[PATCH] D81667: [RFC, FileCheck] Add precision to format specifier

Joel E. Denny via Phabricator via llvm-commits llvm-commits at lists.llvm.org
Tue Aug 11 09:26:46 PDT 2020


jdenny added inline comments.


================
Comment at: llvm/docs/CommandGuide/FileCheck.rst:732
 
-* ``%<fmtspec>`` is an optional scanf-style matching format specifier to
-  indicate what number format to match (e.g. hex number).  Currently accepted
-  format specifiers are ``%u``, ``%d``, ``%x`` and ``%X``.  If absent, the
-  format specifier defaults to ``%u``.
+* ``%<fmtspec>`` is an optional format specifier to indicate the what number
+  format to match and how many leading zeros to expect.
----------------
"`%<fmtspec>` is an optional" -> "`%<fmtspec>,` is an optional"?  That is, you must either have `%<fmtspec>` and `,` or neither, right?

"the what" -> "what"


================
Comment at: llvm/docs/CommandGuide/FileCheck.rst:733
+* ``%<fmtspec>`` is an optional format specifier to indicate the what number
+  format to match and how many leading zeros to expect.
 
----------------
"how many leading zeros" -> "how many digits" given that you can directly specify the latter (as a minimum) but not the former?


================
Comment at: llvm/docs/CommandGuide/FileCheck.rst:758
 would match ``mov r5, 0xF0F0`` and set ``REG`` to the value ``5`` and ``IMM``
 to the value ``0xF0F0``.
 
----------------
`IMM`->`ADDR`

The documentation above says 8 is the minimum, but `F0F0` has 4 digits.


================
Comment at: llvm/docs/CommandGuide/FileCheck.rst:761
 The syntax of a numeric substitution is
 ``[[#%<fmtspec>: <constraint> <expr>]]`` where:
 
----------------
Isn't `:` supposed to be `,`?  That's how the tests seem to work, and FileCheck complains when I try this syntax with `:`.


================
Comment at: llvm/docs/CommandGuide/FileCheck.rst:769
+  denoting that the value should be unsigned with no leading zeros. In case of
+  conflict between format specifiers of several numeric variable the conversion
+  specifier becomes mandatory but the precision specifier remains optional.
----------------
"variable" -> "variables,"


================
Comment at: llvm/docs/CommandGuide/FileCheck.rst:776
   ``<constraint>`` is not provided. No matching constraint must be specified
   when the ``<expr>`` is empty.
 
----------------
When `<expr>` is empty (here or in the variable definition syntax), then the precision specifier specifies the //minimum// number of digits to be matched, right?
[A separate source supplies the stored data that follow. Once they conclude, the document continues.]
PR #95, opened 2019-03-15
Homework JavaScript1 Week 3

RamazanInce:


Week2/string.js
```diff
@@ -0,0 +1,8 @@
+console.log('String and Array challenges');
+console.log(`1. Strings!`); // how to remove commas in a string
+let myString = 'hello,this,is,a,difficult,to,read,sentence';
+console.log(myString);
+console.log(myString.length);
+myString = myString.split(',');
+myString = myString.join(' ');
```
paulbremer, line 7: You can chain functions like this; `myString.split(',').join(' ')`

Week2/arrays.js
```diff
@@ -0,0 +1,12 @@
+console.log(` 
+2. Arrays!`); // how to add or remove input in an array.
+let favoriteAnimals = ['blowfish', 'capricorn', 'giraffe'];
+favoriteAnimals.push('turtle');
+console.log(favoriteAnimals);
+favoriteAnimals.shift();
+favoriteAnimals.unshift('blowfish', 'meerkat');
```
paulbremer, line 7: This works, but can you find a way to use the `splice` function?

Week2/task1.js
```diff
@@ -0,0 +1,7 @@
+console.log(`More JavaScript`);
+console.log(`
+Task 1`); // a function which adds three given arguments.
+function sum(a, b, c) {
+  return (sum = a + b + c);
```
paulbremer, line 5: You don't need to call the function in here, `return a + b + c` will work just fine.

Week2/task10.js
```diff
@@ -0,0 +1,28 @@
...
+let advert = "Amazing Joe's Garage, we service ";
+for (let index = 0; index < listOfVehicles.length - 2; index++)
+  advert = advert + listOfVehicles[index] + 's, ';
+advert =
+  advert +
+  listOfVehicles[listOfVehicles.length - 2] +
+  's' +
+  ' and ' +
+  listOfVehicles[listOfVehicles.length - 1] +
+  's.';
```
paulbremer, line 27: Nice!

Week2/task15.js
```diff
@@ -0,0 +1,25 @@
...
+console.log(`
+Task 15 `); // testing the equality of the same arrays
+let x = [1, 2, 3];
+let y = [1, 2, 3];
+let z = y;
+console.log('I think x == y is true');
+console.log('I think x === y is true');
+console.log('I think z == y is true');
+console.log('I think z == x is true');
+
```
paulbremer, line 11: Only one of these is actually true, have you checked all of them and do you understand why only 1 is true?

Week2/task16.js
```diff
@@ -0,0 +1,19 @@
...
+o2 = { animal: 'cat' };
+
+console.log(o3);
+console.log('no');
+
+o1 = { animal: 'dog' };
+console.log(o3);
+console.log('no');
+
+console.log('we can not write o2 = o3, since we already define o2 and we did not define o3 yet');
```
paulbremer, line 18: You defined `o3` on line 7, so we can write `o2 = o3`, but if we change the value of `o2` will it change `o3` as well?

Week2/task4.js
```diff
@@ -0,0 +1,16 @@
...
+    code = 'car';
+  } else if (code === 2) {
+    code = 'motorbike';
+  } else {
+    code = 'but vehicle type is unknown';
+  }
+  console.log('a ' + color + ' ' + code);
+}
+
+vehicleType('blue', 3);
```
paulbremer, line 16: Did you try this line? It returns `a blue but vehicle type is unknown`. The code is not wrong but the result is a bit weird.

Week2/task6.js
```diff
@@ -0,0 +1,22 @@
...
+    age = 'used';
+  } else if (age === 1) {
+    age = 'brand new';
+  } else {
+    age = 'wrong input';
+  }
+  console.log('a ' + color + ' ' + age + ' ' + code);
+}
+
+vehicle('blue', 2, 0);
```
paulbremer, line 22: If the age is 0, shouldn't it be a brand new car?

Week2/task9.js
```diff
@@ -0,0 +1,28 @@
...
+    age = 'used';
+  } else if (age === 1) {
+    age = 'brand new';
+  } else {
+    age = 'wrong input';
+  }
+  console.log('a ' + color + ' ' + age + ' ' + listOfVehicles[code]);
+}
+
+vehicleNew('blue', 2, 1);
```
paulbremer, line 28: 👍

paulbremer (approved):
Very nice Ramazan! Take a look at the comments and let me know if you have any questions.

Week2/string.js
RamazanInce: That is really nice.
Thanks

Week2/arrays.js
RamazanInce: Yes
instead of Line 6 we can use
favoriteAnimals.splice(0, 1);

Week2/task1.js
RamazanInce: Yes, I did it now.
Thanks.

Week2/task15.js
RamazanInce: I try to write a function which shows if two arrays have the same element then the function will return to true. That is what I understood from the question. I observe that with writing the equality to the console.

Week2/task16.js
RamazanInce: On my understanding 
I should write line 7 instead of o3 = o2 twrite o2 = o3, that is why I gave an explanation like that.
No.

Week2/task4.js
RamazanInce: Since we have only code 1 and 2 I try to put extra explanation, for the cases where the code will be different than 1 and 2. For 1 and 2 it works.

Week2/task6.js
RamazanInce: Yes, I think so. What do you think or just new?

Week2/task9.js
RamazanInce: Thanks

RamazanInce:
@paulbremer 
Thank you very much for your feedback's. Those points assist me a lot and add value to my knowledge.
I will my self luckily since I have a teachers like you. 👍

PR #98, opened 2019-03-18
Omar Qaterge homework week3

omarqaterge:


omar_qaterge.js
```diff
@@ -0,0 +1,202 @@
+//1
```
paulbremer, line 1: This is the homework from week2, try to include only the homework for the current week in the pull request. You can make a new branch from master and work from there.

week3.js
```diff
@@ -0,0 +1,223 @@
...
+
+// 2 Arrays:
+let favoriteAnimals = ["blowfish", "capricorn", "giraffe"];
+favoriteAnimals.push("turtle");  // adding Mauro's favorite animal at the end of the previous array
+console.log(favoriteAnimals);
+favoriteAnimals.splice(1, 0, "meerkat");
+console.log("using splice() a method that changes the contents of an array by removing or replacing existing elements and/or adding new elements)\n \
+in .splice(1, 0, 'meerkat') the 1 defines the index that i want to work with and 0 defines the number of elements that i want to replace.\n \
+so the value of the array will be:\n \
+[\"blowfish\", \"meerkat\", \"capricorn\", \"giraffe\", \"turtle\"]");
```
paulbremer, line 21: Nice explanation!

week3.js
```diff
@@ -0,0 +1,223 @@
...
+console.log(favoriteAnimals);
+console.log("The array has a length of: " + favoriteAnimals.length);
+favoriteAnimals.splice(3,1);   // delete giraffe from the previous array
+console.log(favoriteAnimals);
+console.log("The item you are looking for is at index: " + favoriteAnimals.findIndex(animal => animal === "meerkat"));
```
paulbremer, line 26: This works but a better function is to use the `indexOf` if you want to search for a simple value, `indexOf('meerkat')`. You can read more about the differences of findIndex and indexOf here https://stackoverflow.com/questions/41443029/difference-between-indexof-and-findindex-function-of-array

week3.js
```diff
@@ -0,0 +1,223 @@
...
+
+
+
+
+// More JavaScript
+
+//1
+function sum(x, y, z) {
+  const result = x + y + z;
+  return result;
```
paulbremer, line 36: You can even return the statement and don't need to make a const; `return x + y + z`

week3.js
```diff
@@ -0,0 +1,223 @@
...
+     	id2: "helicopter",
+     }
+}
+const firstKey = Object.keys(vehicle)[0];
+const secondKey = Object.keys(vehicle)[1];
+const thirdKey = Object.keys(vehicle)[2];
+//----------------------------------------------------
+console.log(vehicle["aircraft"]["id2"]);
+//logs helicopter
+console.log(vehicle[thirdKey]["id2"]);
```
paulbremer, line 114: Nice!

week3.js
```diff
@@ -0,0 +1,223 @@
...
+  }
+  else if(code === 2){
+  	i = vehicles[1];
+  }
+  else if(code === 3){
+  	i = vehicles[2]
+  } 
+  else if(code === 4){
+  	i = vehicles[3]
+  }
```
paulbremer, line 147: This is fine but you can already see that it becomes a bit cumbersome to write almost the same code over and over again. With larger if statements you can look if a loop is better suited for the job.

week3.js
```diff
@@ -0,0 +1,223 @@
...
+console.log(vehicles);
+let vehicleToService="";
+for(let counter = 0; counter < vehicles.length; counter ++){
+  if(counter === vehicles.length - 1){
+  	vehicleToService += vehicles[counter] + "s.";
+  } 
+  else {vehicleToService += vehicles[counter] + "s, ";}
+ }
+
+console.log(" \"Amazing Joe's Garage, we service" , vehicleToService,"\"");
```
paulbremer, line 188: There is no need for the slashes here `console.log("Amazing Joe's Garage, we service" , vehicleToService);`, this works fine. You could even use backticks which makes it even easier to work with variables and strings, see https://developer.mozilla.org/en/docs/Web/JavaScript/Reference/Template_literals

week3.js
```diff
@@ -0,0 +1,223 @@
...
+let o3 = o2;
+
+console.log(o3);
+o2.foo = "something";
+console.log(o3);
+o1.foo = "and something else";
+console.log(o3);
+
+//Does the order that you assign (o3 = o2 or o2 = o3) matter?
+//yes, because the right side is being assigned to the left side, otherwise it will show that the variable is not defined.
```
paulbremer, line 214: Yes that is correct. You changed `foo` on the `o2` object, try this exercise again but this time change the whole object so `o2 = { foo: "something" }`. See if that changes anything.

week3.js
```diff
@@ -0,0 +1,223 @@
...
+
+//12
+const object = {};
+
+
+
+//13
+const person = {htmlCss:"Philipp Beau", cli:"Unmesh Joshi", JavaScript:"Yash Kapila"};
+
+
```
paulbremer, line 200: Did you forgot task 15?

week3.js
```diff
@@ -0,0 +1,223 @@
...
+//yes, because the right side is being assigned to the left side, otherwise it will show that the variable is not defined.
+
+
+
+//What does the following code return? (And why?)
+let bar = 42;
+typeof typeof bar;
+
+//typeof bar; returns "number" because a number is assigned to bar as a value
+//typeof typeof bar; returns "string" because it is returning the type of "number" which is a string
```
paulbremer, line 223: 👍

paulbremer (changes requested):
Good job Omar! Some small comments and it looks like you forgot task 15? 

Task 15: Write some code to test two arrays for equality using `==` and `===`.  

Take a look at the code and check if arrays are the same using `==` and `===`. Try console.logging the output; `console.log(x == y); // false`

PR #102, opened 2019-04-28
homework of javascript week2

aalhommada:


Week2/num4.js
```diff
@@ -0,0 +1,12 @@
+// 4
+let y = "Abdullah is doing homework";
+// 4.1
+console.log("the value of variabl y will be : Abdullah is doing the homework")
```
marcianoviereck: Here you wrote:
"Abdullah is doing **the** homework"

But I think the value is:
"Abdullah is doing homework".

It's a small thing!

Week2/num4.js
```diff
@@ -0,0 +1,12 @@
...
+// 4.2
+console.log(y)
+// 4.3 
+y = "I'm doing it perfectly";
+// 4.4
+console.log("the value of variable y will be : I'm doning that perfectly")
```
marcianoviereck: Here it's the same:

"I'm **doning** **that** perfectly"

Which is not the same as the value:)

Week2/num4.js
marcianoviereck: And you forgot to add a ';' at the end of this line (which you seem to have forgotten at all `console.log` statements

Week2/num5.js
```diff
@@ -0,0 +1,18 @@
+// 5
+console.log(Math.round(7.25));
+// 5.1
+let z = 7.25 ;
```
marcianoviereck: You added a 'space' here, which is not necessary.

So you can just write:

`let z = 7.25;`

Week2/num5.js
```diff
@@ -0,0 +1,18 @@
...
+// 5.2
+console.log(z)
```
marcianoviereck: You forgot the ';'

Week2/num5.js
```diff
@@ -0,0 +1,18 @@
...
+// 5.3
+let a = Math.round(z)
+// 5.4
+console.log(a)
+// 5.5 
+let highValue ;
+if (a > z) {
+    highValue = a;
+} else { highValue = z}
```
marcianoviereck: I would suggest putting the else on a new line. Like this:

```
if (a > z) {
    highValue = a;
} else { 
    highValue = z;
}
```

marcianoviereck: Besides that it's good. Just a small tip, you can also use [Math.max](https://developer.mozilla.org/en-US/docs/Web/JavaScript/Reference/Global_Objects/Math/max)! But this solution is fine!

Week2/num6.js
```diff
@@ -0,0 +1,15 @@
+// 6 Arrays
+// 6.1
+let Friends = [];
```
marcianoviereck: you don't have to use uppercase `F` here. If you start the variable name with a capital letter, it might suggest that it is a `class`.

So `let friends = [];` is better (see [naming conventions](https://github.com/HackYourFuture/fundamentals/blob/master/fundamentals/naming_conventions.md))

Week2/num7.js
```diff
@@ -0,0 +1,9 @@
+// 7 . More strings
+let myString = "this is a test";
+// 7.1
+console.log(myString);
+// 7.2
+let myStringLength = myString.length ;
```
marcianoviereck, line 6: nice!

Week2/num8.js
```diff
@@ -0,0 +1,44 @@
+// 8
+
+// 8.1
+let fooString = "100";
+let fooNumber = 100 ;
+let fooArray = [1, 2, 3];
+let fooX ;
```
marcianoviereck: I think the assignment wants you to use  a `boolean` here, since `undefined` is not a variable type, but `boolean` is. So could you change that?

Week2/num8.js
```diff
@@ -0,0 +1,44 @@
...
+// 8.2
+console.log("the value of my variable String is: " + fooString)
```
marcianoviereck: I would recommend always adding ';' at the end of a line of code (or function)! Because it might lead to some silly mistakes later on

Week2/num8.js
```diff
@@ -0,0 +1,44 @@
...
+
+// 8.4
+console.log(typeof fooString);
+console.log(typeof fooNumber);
+console.log(typeof fooArray);
+console.log(typeof fooX);
+
+// 8.5
+// 8.6
+if (fooString===fooNumber){
```
marcianoviereck: It's better to have a 'space' in between the if statement:

`if (fooString === fooNumber) {`

Week2/num8.js
```diff
@@ -0,0 +1,44 @@
...
+} else {
+  console.log("NOT THE SAME TYPE")
+  console.log(" fooString type is : "+typeof fooString +" , while fooArray type is : " + typeof fooArray)
+}
+if (fooString===fooX){
+  console.log("SAME TYPE");
+} else {
+  console.log("NOT THE SAME TYPE")
+  console.log(" fooString type is : "+typeof fooString +" , while fooNumber type is : " + typeof fooX)
+}
```
marcianoviereck, line 66: I think you forgot to compare `fooNumber` with `fooArray`
And `fooNumber` with `fooX` and `fooX` with the `fooArray`

Week2/num9.js
```diff
@@ -0,0 +1,14 @@
+// 9
+let x = 7;
+console.log("the new value of x after applying x = x % 3   is : 1 "+ " , 7 will divided by 3 and what is remaining is the new value")
```
marcianoviereck: You don't need to add the `+` here, you can just write it in one string:)

Week2/num10.js
```diff
@@ -0,0 +1,25 @@
...
+let y = 10/0;
+if (x===y){
+  console.log("comparing is possible because " + x + "=" + y);
+} 
+if (x > y){
+  console.log("6/0 is greater than 10/0");
+}
+if (x < y) {
+  console.log("10/0 is greater than 6/0")
+}
```
marcianoviereck, line 25: Nice!

Tip: If you want to check if something is equal or smaller than something else, you can use
```
if (x <= y) {
  console.log("10/0 is greater than 6/0")
}
```
Or if something is equal or larger than something else:
```
if (x >= y) {
  console.log("10/0 is greater than 6/0")
}
```
Some more are [here](https://developer.mozilla.org/en-US/docs/Web/JavaScript/Reference/Operators/Comparison_Operators)

marcianoviereck (changes requested):

Week2/num1.js
```diff
@@ -0,0 +1,13 @@
+
+let greeting = "Hellow World" // greeting in many languages
```
marcianoviereck, line 2: Overall the code looks good! There are just some small things here and there!

Keep it up!

Week2/num8.js
marcianoviereck: Ah and you forgot to use `typeof` to compare the types. Now you are comparing the `values` of the `variables`

marcianoviereck (changes requested):

Week2/num8.js
aalhommada: I just merge this step with next one ( when I did the comparison )

marcianoviereck (approved):
Nice! Good fixes and the homework is approved now!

When `<expr>` is non-empty, then the precision specifier combined with the actual value of the expression specifies an //exact// number of digits to be matched, right?  I understand that the precision is a minimum here too, but I think it's a printing/substitution minimum not a matching/capturing minimum.

My point is that this case is a bit hard to follow.  It seems to me that the numeric substitution syntax with no `<expr>` is actually more like a variable definition syntax with no variable (and thus no `:`): there's no existing value to match against, so there's nothing to "substitute".  Instead you're capturing a new value and either saving it as a variable or discarding it.  Can we document it that way?

If so, instead of calling the first syntax "The syntax to define a numeric variable", you might call it "The syntax to capture a numeric value".  It can optionally define a numeric variable.